• [What is required]
Only the lines that contain the string "approved" belong in the answer; pull them from the records.

[Records from a data collection]
-=-=-
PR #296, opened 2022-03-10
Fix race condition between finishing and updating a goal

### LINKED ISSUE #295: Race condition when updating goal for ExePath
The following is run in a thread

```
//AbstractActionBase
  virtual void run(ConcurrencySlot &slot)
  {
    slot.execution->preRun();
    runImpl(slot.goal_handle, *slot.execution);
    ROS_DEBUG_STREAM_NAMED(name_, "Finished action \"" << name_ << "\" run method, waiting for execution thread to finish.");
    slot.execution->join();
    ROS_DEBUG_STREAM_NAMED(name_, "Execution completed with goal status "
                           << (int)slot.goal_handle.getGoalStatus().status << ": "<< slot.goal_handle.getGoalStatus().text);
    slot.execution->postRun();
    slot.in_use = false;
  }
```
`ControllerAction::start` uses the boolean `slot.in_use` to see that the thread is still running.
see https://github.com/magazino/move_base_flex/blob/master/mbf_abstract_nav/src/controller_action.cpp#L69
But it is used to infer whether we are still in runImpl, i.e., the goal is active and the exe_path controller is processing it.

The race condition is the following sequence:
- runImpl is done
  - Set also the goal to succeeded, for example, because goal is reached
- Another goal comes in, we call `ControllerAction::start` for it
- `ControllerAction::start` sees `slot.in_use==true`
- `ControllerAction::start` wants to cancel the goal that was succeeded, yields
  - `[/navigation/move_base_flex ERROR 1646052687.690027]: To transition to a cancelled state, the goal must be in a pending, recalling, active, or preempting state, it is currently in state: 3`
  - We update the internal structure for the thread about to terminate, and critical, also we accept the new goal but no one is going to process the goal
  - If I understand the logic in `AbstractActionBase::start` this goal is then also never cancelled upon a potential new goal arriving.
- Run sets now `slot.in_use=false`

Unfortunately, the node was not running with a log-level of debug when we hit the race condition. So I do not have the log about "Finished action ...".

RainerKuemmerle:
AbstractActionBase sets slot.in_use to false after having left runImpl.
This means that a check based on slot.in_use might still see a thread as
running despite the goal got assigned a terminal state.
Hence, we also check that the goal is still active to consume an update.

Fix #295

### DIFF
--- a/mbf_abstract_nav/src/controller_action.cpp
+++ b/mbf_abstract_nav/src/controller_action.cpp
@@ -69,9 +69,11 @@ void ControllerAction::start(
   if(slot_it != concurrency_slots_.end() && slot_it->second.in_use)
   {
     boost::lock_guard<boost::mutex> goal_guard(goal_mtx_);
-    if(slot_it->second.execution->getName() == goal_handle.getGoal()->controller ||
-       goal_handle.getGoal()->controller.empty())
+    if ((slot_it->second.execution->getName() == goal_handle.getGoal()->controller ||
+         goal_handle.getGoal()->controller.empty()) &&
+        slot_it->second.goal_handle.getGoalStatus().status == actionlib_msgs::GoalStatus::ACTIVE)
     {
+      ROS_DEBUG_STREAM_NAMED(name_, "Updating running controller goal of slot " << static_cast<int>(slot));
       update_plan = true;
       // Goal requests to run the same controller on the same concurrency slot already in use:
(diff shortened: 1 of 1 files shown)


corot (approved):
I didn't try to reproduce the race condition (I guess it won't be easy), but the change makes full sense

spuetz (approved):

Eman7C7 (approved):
-=-=-
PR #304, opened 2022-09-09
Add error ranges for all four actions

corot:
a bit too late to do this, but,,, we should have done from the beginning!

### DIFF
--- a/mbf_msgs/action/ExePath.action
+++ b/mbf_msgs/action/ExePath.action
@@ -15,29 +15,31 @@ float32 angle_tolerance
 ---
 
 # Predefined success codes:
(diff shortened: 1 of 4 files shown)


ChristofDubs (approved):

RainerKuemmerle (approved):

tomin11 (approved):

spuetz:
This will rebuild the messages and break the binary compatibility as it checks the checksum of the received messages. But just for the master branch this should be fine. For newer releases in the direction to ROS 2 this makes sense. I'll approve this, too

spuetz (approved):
-=-=-
• [Solution below]
corot (approved):
spuetz (approved):
Eman7C7 (approved):
ChristofDubs (approved):
RainerKuemmerle (approved):
tomin11 (approved):
spuetz (approved):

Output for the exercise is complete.